Haut les mains.
Je pose les armes. Je quitte le front.
Plus la force de combattre.
Combattre contre les humiliations, combattre pour mon honneur.
Pas cette semaine.
Cette semaine, j’ai d’autres choses en tête.
D’autres angoisses à régler.
Alors, cette semaine, je lâche les armes.
Je me rends.
Allez-y, je suis seule face à vous.
Et d’ailleurs, pourquoi vous fais-je si peur ?
Est-ce ma petite taille qui vous donne envie d’imposer votre grandeur avec tant d’acharnement ? Est-ce ma féminité qui vous inspire ces relents de virilité mal placés ?
Qu’importe, je m’en fiche.
Je ne me bats plus.
Mais alors, si je ne me bats plus, cela veut dire que le combat est fini ?
A la fin d’un combat, il y a un gagnant, non ?
Mince alors…
Je vous observe avec amusement.
Regardant mes armes à terre en vous demandant si vous m’avez vaincu.
Quant à moi, dès l’instant où j’ai posé les armes, j’ai cessé de penser à vous.
J’ai cessé d’avoir peur de vous froisser, d’avoir besoin de me justifier.
J’ai quitté vos murs pour me rendre en d’autres lieux.
Pour y voir d’autres gens.
Pour me réconcilier avec la profession que vous prétendez exercer.
Je ne vous observe plus à présent, avec encore plus d’amusement, avec l’envie irrépressible de vous conter une histoire.
Il était une fois, en juin 2012.
Trois ans.
Trois ans depuis que j’ai passé pour la porte du cabinet de JJ.
Trois ans que je suis tombée amoureuse.
Eperdument amoureuse.
Comment ne pas l’aimer ?
D’abord, il y a eu les rendez-vous.
Je n’oublierai jamais le premier.
J’avais verni mes ongles avec quelque chose de discret.
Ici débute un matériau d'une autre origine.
PR #492, opened 2020-10-07
Fix snake video command

### LINKED ISSUE #450: .snake video command not responding
## Description

When using the `.snake video` command, no response is given by the bot. This is the error message received from a local test bot:
```
09/21/20 23:40:12 - bot.exts.evergreen.snakes._snakes_cog ERROR: Unhandled tag command error: Command raised an exception: TypeError: Invalid variable type: value should be str or int, got None of type <class 'NoneType'> (Invalid variable type: value should be str or int, got None of type <class 'NoneType'>)
```
This is most likely the result of an API change or similar, resulting in a NoneType return value.

## Steps to Reproduce

Send `.emoji video` in the #seasonalbot-commands channel.

## Expected Behaviour

A return message, containing a link to a YouTube video about snakes (as describes in the help of the command).

## Actual Behaviour

No message was returned from the bot. The earlier described error could be found in the log of the bot server.

## Known Impacted Platforms

- [x] Web
- [x] Desktop
- [x] Android App
- [x] iOS App

### LINKED ISSUE #490: Unhandled tag command error: Command raised an exception: KeyError: 'items' ('items')
Sentry Issue: [SEASONALBOT-11](https://sentry.io/organizations/python-discord/issues/1830840781/?referrer=github_integration)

Une couleur pâle, pour faire distinguée.
Dès qu’ils sont entrés dans la pièce, j’ai su que d’une certaine manière, il entrait aussi.
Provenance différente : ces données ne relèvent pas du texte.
PR #499, opened 2020-10-11
Trivia: only fuzzy match messages sent in game channel

### LINKED ISSUE #351: [Trivia] Use fuzzywuzzy ONLY on the messages from the channel the game was activated in
## Description
The current cog for the trivia game does a fuzzywuzzy check for every message in the entire server while it's being played.

We could check instead if the channel the message was sent from is the right one, then do the fuzzywuzzy.

There are other ways the cog could be enhanced in a larger scale, I'll try to open an issue later or suggest a refactoring.

## Reasoning
The way it currently works looks like a bit of a waste. Considering the main thing our bots do is processing messages in an ever-growing server, I think it'd be better to avoid checking messages that aren't needed (unless it makes the code significantly uglier.)

## Proposed Implementation
I would probably just replace
```python
            def check(m: discord.Message) -> bool:
                ratio = fuzz.ratio(answer.lower(), m.content.lower())
                return ratio > 85 and m.channel == ctx.channel
```
with
```python
            def check(m: discord.Message) -> bool:
                return (
                   m.channel == ctx.channel and
                   fuzz.ratio(answer.lower(), m.content.lower()) > 85
                )
```
Or similar.

Anubhav1603:
"Closes #351 "
this is a simple fix in check func

### DIFF
--- a/bot/exts/evergreen/trivia_quiz.py
+++ b/bot/exts/evergreen/trivia_quiz.py
@@ -122,7 +122,8 @@ class TriviaQuiz(commands.Cog):
             # A function to check whether user input is the correct answer(close to the right answer)
             def check(m: discord.Message) -> bool:
                 return (
-                    m.channel == ctx.channel and fuzz.ratio(answer.lower(), m.content.lower()) > 85
+                    m.channel == ctx.channel
+                    and fuzz.ratio(answer.lower(), m.content.lower()) > 85
                 )
 
             try:
--- a/bot/exts/evergreen/trivia_quiz.py
+++ b/bot/exts/evergreen/trivia_quiz.py
@@ -121,8 +121,9 @@ class TriviaQuiz(commands.Cog):
 
             # A function to check whether user input is the correct answer(close to the right answer)
             def check(m: discord.Message) -> bool:
-                ratio = fuzz.ratio(answer.lower(), m.content.lower())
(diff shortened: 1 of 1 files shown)


kwzrd (changes requested):
I prefer the line break as proposed in the linked issue. It makes the expression much easier to read.

Also, please put a little bit more effort into the commit message(s) and the PR title and description. The fact that you've "changed return" is the one thing we can see from the commit diff. An explanation of why would be appreciated.

thomaspet:
I agree with kwzrd, either break line it or write it out, like

```py
def check(m: discord.Message) -> bool:
    if m.channel == ctx.channel:
        return fuzz.ratio(answer.lower(), m.content.lower()) > 85
    return False # To avoid implicit "return falsey"
```

thomaspet (approved):
For future reference, branch names should also be a bit descriptive. I personally would have named this `fix/tagp/trivia-fuzzy-check` fix for to indicate its a small fix, not a feature, tagp are my initials, and a small descriptive last part.

Anubhav1603:
> For future reference, branch names should also be a bit descriptive. I personally would have named this `fix/tagp/trivia-fuzzy-check` fix for to indicate its a small fix, not a feature, tagp are my initials, and a small descriptive last part.

ty i will take care from nxt time :)

kwzrd (approved):
Thanks!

Et j’ai directement senti ce quelque chose naître au fond de moi.
Je savais ce que c’était, mais je refusais de l’admettre. Enfin, au tout début seulement. Car dès que les conversations ont commencé j’ai senti mon coeur s’enflammer. Là, je ne pouvais plus nier.
J’étais fascinée par l’intelligence des échanges, l’écoute qui en ressortait. Comme si par leurs mots, lui et moi nous étions trouvés, sans savoir que l’on se cherchait.
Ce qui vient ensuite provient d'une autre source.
PR #508, opened 2020-10-21
fix keyerror for hackstats

hedythedev:
## Description

hot fix for the `hackstats` command

## Reasoning

it was raising key error:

Pourtant, au premier rendez-vous, je n’ai pas dit un mot.
Il y en a eu beaucoup d’autres par la suite.
Les clients n’étaient pas forcément les mêmes, mais ils avaient toujours la délicatesse de l’amener avec eux.
Comment ne pas l’aimer ?
Comment ne pas se laisser envoûter par cette excitation qu’il éveille en moi ?
Lorsque j’y pense, lorsque je le cherche, lorsque j’essaye de le comprendre alors qu’il m’échappe. Comment être insensible à cette rage qu’il éveille en moi, cette envie de l’éluder, de lire entre ses lignes ?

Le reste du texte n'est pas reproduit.